## Task to complete
Reprint every line of the data, keeping each character intact.

===== Extracted material =====

PR #3991, opened 2024-05-22
Add new KeepAliveInterval option in QuicClientTransportOptions

### LINKED ISSUE #3353: Missing Quic keep alive option to enable keep alive
There's no option to enable keep alive on a Quic connection. As a consequence the Quic connection might idle timeout if there's no activity and even if an icerpc request is pending. This is quite bad IMO.

Should we consider adding a workaround to keep alive the Quic connection? One option would be to open an unidirectional stream to send a byte regularly (implemented in the Quic transport).

See also https://github.com/dotnet/runtime/issues/87478. Hopefully this will motivate the Quic developers for adding this option.

bernardnormier:
This PR adds the new KeepAliveInterval option to QuicClientTransportOptions. It's implemented only with .NET 9.0.

Fixes #3353.

### DIFF
--- a/src/IceRpc.Transports.Quic/QuicTransportOptions.cs
+++ b/src/IceRpc.Transports.Quic/QuicTransportOptions.cs
@@ -9,9 +9,11 @@ public record class QuicTransportOptions
 {
     /// <summary>Gets or sets the idle timeout. This timeout is used to monitor the transport connection health. If no
     /// data is received within the idle timeout period, the transport connection is aborted.</summary>
-    /// <value>The idle timeout. Defaults to <see cref="TimeSpan.Zero" /> meaning that the underlying QUIC
-    /// implementation default will be used.</value>
-    public TimeSpan IdleTimeout { get; set; } = TimeSpan.Zero;
+    /// <value>The idle timeout. Defaults to 30 seconds. <see cref="TimeSpan.Zero" /> means "use the default value
+    /// provided by the underlying implementation".</value>
+    /// <remarks>The idle timeout is negotiated by QUIC during connection establishment. The actual idle timeout value
+    /// for a connection can be lower than the value you've set here.</remarks>
+    public TimeSpan IdleTimeout { get; set; } = TimeSpan.FromSeconds(30);
 }
 
 /// <summary>The options class for configuring <see cref="QuicClientTransport"/>.</summary>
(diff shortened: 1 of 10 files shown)


src/IceRpc.Transports.Quic/QuicTransportOptions.cs
```diff
@@ -9,9 +9,11 @@ public record class QuicTransportOptions
...
     /// <summary>Gets or sets the idle timeout. This timeout is used to monitor the transport connection health. If no
     /// data is received within the idle timeout period, the transport connection is aborted.</summary>
-    /// <value>The idle timeout. Defaults to <see cref="TimeSpan.Zero" /> meaning that the underlying QUIC
-    /// implementation default will be used.</value>
-    public TimeSpan IdleTimeout { get; set; } = TimeSpan.Zero;
+    /// <value>The idle timeout. Defaults to 30 seconds. <see cref="TimeSpan.Zero" /> means "use the default value
+    /// provided by the underlying implementation".</value>
+    /// <remarks>The idle timeout is negotiated by QUIC during connection establishment. The actual idle timeout value
+    /// for a connection can be lower than the value you've set here.</remarks>
+    public TimeSpan IdleTimeout { get; set; } = TimeSpan.FromSeconds(30);
```
bernardnormier, line 16: Changed the default from Zero to 30 seconds - which is the msquic default (= what Zero meant). It's clearer to spell out the actual default, and it's highly desirable to use the same default in all IceRPC implementation.

tests/IceRpc.Compressor.Tests/CompressorInterceptorTests.cs
```diff
@@ -43,7 +43,7 @@ public class CompressorInterceptorTests
             new BrotliStream(outStream, CompressionMode.Decompress) :
             new DeflateStream(outStream, CompressionMode.Decompress);
         var decompressedPayload = new byte[4096];
-        await decompressedStream.ReadAsync(decompressedPayload);
+        await decompressedStream.ReadAtLeastAsync(decompressedPayload, _payload.Length);
```
bernardnormier, line 46: These are tiny unrelated fixes for analyzer warnings introduced in .NET 9.0.

tests/IceRpc.Quic.Tests/Transports/QuicIdleTimeoutTests.cs
```diff
@@ -60,14 +60,56 @@ public async Task Quic_connection_idle_after_idle_timeout([Values]bool configure
...
+        var data = new byte[] { 0x1, 0x2, 0x3 };
+        await sut.Local.Output.WriteAsync(data);
+        ReadResult readResult = await sut.Remote.Input.ReadAsync();
+
+        // Act/Assert
+
+        // Without the keep-alive interval, the idle timer aborts the connection after 500ms.
+        using var cts = new CancellationTokenSource(TimeSpan.FromSeconds(2));
+
+#if NET9_0_OR_GREATER
```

=====

## Response
PR #3991, opened 2024-05-22
Add new KeepAliveInterval option in QuicClientTransportOptions

### LINKED ISSUE #3353: Missing Quic keep alive option to enable keep alive
There's no option to enable keep alive on a Quic connection. As a consequence the Quic connection might idle timeout if there's no activity and even if an icerpc request is pending. This is quite bad IMO.

Should we consider adding a workaround to keep alive the Quic connection? One option would be to open an unidirectional stream to send a byte regularly (implemented in the Quic transport).

See also https://github.com/dotnet/runtime/issues/87478. Hopefully this will motivate the Quic developers for adding this option.

bernardnormier:
This PR adds the new KeepAliveInterval option to QuicClientTransportOptions. It's implemented only with .NET 9.0.

Fixes #3353.

### DIFF
--- a/src/IceRpc.Transports.Quic/QuicTransportOptions.cs
+++ b/src/IceRpc.Transports.Quic/QuicTransportOptions.cs
@@ -9,9 +9,11 @@ public record class QuicTransportOptions
 {
     /// <summary>Gets or sets the idle timeout. This timeout is used to monitor the transport connection health. If no
     /// data is received within the idle timeout period, the transport connection is aborted.</summary>
-    /// <value>The idle timeout. Defaults to <see cref="TimeSpan.Zero" /> meaning that the underlying QUIC
-    /// implementation default will be used.</value>
-    public TimeSpan IdleTimeout { get; set; } = TimeSpan.Zero;
+    /// <value>The idle timeout. Defaults to 30 seconds. <see cref="TimeSpan.Zero" /> means "use the default value
+    /// provided by the underlying implementation".</value>
+    /// <remarks>The idle timeout is negotiated by QUIC during connection establishment. The actual idle timeout value
+    /// for a connection can be lower than the value you've set here.</remarks>
+    public TimeSpan IdleTimeout { get; set; } = TimeSpan.FromSeconds(30);
 }
 
 /// <summary>The options class for configuring <see cref="QuicClientTransport"/>.</summary>
(diff shortened: 1 of 10 files shown)


src/IceRpc.Transports.Quic/QuicTransportOptions.cs
```diff
@@ -9,9 +9,11 @@ public record class QuicTransportOptions
...
     /// <summary>Gets or sets the idle timeout. This timeout is used to monitor the transport connection health. If no
     /// data is received within the idle timeout period, the transport connection is aborted.</summary>
-    /// <value>The idle timeout. Defaults to <see cref="TimeSpan.Zero" /> meaning that the underlying QUIC
-    /// implementation default will be used.</value>
-    public TimeSpan IdleTimeout { get; set; } = TimeSpan.Zero;
+    /// <value>The idle timeout. Defaults to 30 seconds. <see cref="TimeSpan.Zero" /> means "use the default value
+    /// provided by the underlying implementation".</value>
+    /// <remarks>The idle timeout is negotiated by QUIC during connection establishment. The actual idle timeout value
+    /// for a connection can be lower than the value you've set here.</remarks>
+    public TimeSpan IdleTimeout { get; set; } = TimeSpan.FromSeconds(30);
```
bernardnormier, line 16: Changed the default from Zero to 30 seconds - which is the msquic default (= what Zero meant). It's clearer to spell out the actual default, and it's highly desirable to use the same default in all IceRPC implementation.

tests/IceRpc.Compressor.Tests/CompressorInterceptorTests.cs
```diff
@@ -43,7 +43,7 @@ public class CompressorInterceptorTests
             new BrotliStream(outStream, CompressionMode.Decompress) :
             new DeflateStream(outStream, CompressionMode.Decompress);
         var decompressedPayload = new byte[4096];
-        await decompressedStream.ReadAsync(decompressedPayload);
+        await decompressedStream.ReadAtLeastAsync(decompressedPayload, _payload.Length);
```
bernardnormier, line 46: These are tiny unrelated fixes for analyzer warnings introduced in .NET 9.0.

tests/IceRpc.Quic.Tests/Transports/QuicIdleTimeoutTests.cs
```diff
@@ -60,14 +60,56 @@ public async Task Quic_connection_idle_after_idle_timeout([Values]bool configure
...
+        var data = new byte[] { 0x1, 0x2, 0x3 };
+        await sut.Local.Output.WriteAsync(data);
+        ReadResult readResult = await sut.Remote.Input.ReadAsync();
+
+        // Act/Assert
+
+        // Without the keep-alive interval, the idle timer aborts the connection after 500ms.
+        using var cts = new CancellationTokenSource(TimeSpan.FromSeconds(2));
+
+#if NET9_0_OR_GREATER
```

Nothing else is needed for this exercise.